38. The thermally enhanced fluid composition of claim 1, wherein
said neat fluid is selected from the water-based group consisting
of an alcohol and its derivatives.
39. The thermally enhanced fluid composition of claim 1, wherein
said neat fluid is selected from the water-based group consisting
of an ethylene glycol, a propylene glycol, a methyl alcohol, an
ethyl alcohol, a propyl alcohol, an isopropyl alcohol, and
combinations thereof.
40. The thermally enhanced fluid composition of claim 1, wherein
said dispersants are selected from the group consisting of an
lipophilic hydrocarbon group, and a polar functional hydrophilic
group.
41. The thermally enhanced fluid composition of claim 1, wherein
said polar functional hydrophilic group is selected from the class
of carboxylate, ester, amine, amide, imine, imide, hydroxyl, ether,
epoxide, phosphorus, ester carboxyl, anhydride, or nitrile.

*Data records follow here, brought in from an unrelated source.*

Issue #922, opened 2019-07-16
Unit test Fail when running UT_Culture and UT_RemoteNode together


eryeer:
We encountered a strange bug. We were able to successfully run all the unit tests yesterday, but today unit test result is failed when  running `UT_RemoteNode `and `UT_Culture` together on some computers (and some other computers can run successfully). Recently this part of code seems to have not been modified. The problem is akka error.
<img width="255" alt="bug" src="https://user-images.githubusercontent.com/28225570/61264903-bf816b00-a7c0-11e9-9190-df48439e6a96.png">

When running `RemoteNode_Test_Accept_IfSameMagic` method alone, the result is success.
<img width="242" alt="2" src="https://user-images.githubusercontent.com/28225570/61265052-5cdc9f00-a7c1-11e9-9449-42e1807ec5fc.png">

When running  `All_Tests_Cultures` method alone, the result is failed.
<img width="250" alt="3" src="https://user-images.githubusercontent.com/28225570/61265139-ad53fc80-a7c1-11e9-861e-99ae88ae95f1.png">

lock9:
I think we have a mailbox issue. I don't understand the changes Erik made to make the mailbox work. Can you disable these tests?

eryeer:
OK, let's disable them first.

igormcoelho:
I'll try to understand this too, it's fundamental for my understanding of other Akka/TestKit features.. this is supposed to work properly. :thinking:

lock9:
@igormcoelho  Maybe we should reset the akka system during test initialization? Not sure, I think it is something with the mailbox, I can't be sure.
The problem is: I proposed this PR with some different modifications that the team didn't like much (like the usage of a factory), however, that was the recommended way of doing. I don't have idea of what could be done to replace it :(

igormcoelho:
We need to understand the real cause first. 

* First, we need to make sure every `TestKit` instance is independent. It should be.

* Second, if it's not independent, by nature, then we should find a way of completely serializing all unit tests.

* Third, if it's supposed to be independent (as I think), but it's not being completely independent, it means some things are shared, that shouldn't. And I suspect one of the shared things (that shouldn't) is precisely the mailbox. We pass a string on the real ActorSystem, and perhaps we shouldn't reuse same string for mailbox on dummy ActorSystem (TestKit). 

Perhaps we need to change a few things on the code, perhaps controlling this string in a single place is enough to avoid problems. Let's see.

igormcoelho:
[...]

PR #936, opened 2019-07-19
Temporary fix for #922

shargon:
Please don't close https://github.com/neo-project/neo/issues/922 this is only for prevent travis errors until find a solution


shargon:
@neo-project/core Please review it asap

42. The thermally enhanced fluid composition of claim 1, wherein
said dispersant is an ashless dispersant typically used in the
petroleum industry selected from the group consisting of
N-substituted polyisobutenyl succinimides and succinates, allyl
methacrylate-vinyl pyrrolidinone copolymers, alkyl
methacrylate-dialkylaminoethyl methacrylate copolymers,
alkylmethacrylate-polyethylene glycol methacrylate copolymers, and
polystearamides.
43. The thermally enhanced fluid composition of claim 1, wherein
said dispersant is an oil-based dispersants selected from the group
consisting of alkylsuccinimide, succinate esters, high molecular
weight amines, Mannich base derivatives, phosphoric acid
derivatives, polyisobutenyl succinimide-polyethylenepolyamine,
polyisobutenyl succinic ester, polyisobutenyl
hydroxybenzyl-polyethylenepolyamine, and bis-hydroxypropyl
phosphorate.
44. The thermally enhanced fluid composition of claim 1, wherein an
effective amount of said dispersant present in an amount of from
0.001 to 30 percent by weight.
45. The thermally enhanced fluid composition of claim 1, wherein an
effective amount of said dispersant present in an amount of from
between 0.5 percent to 20 percent weight.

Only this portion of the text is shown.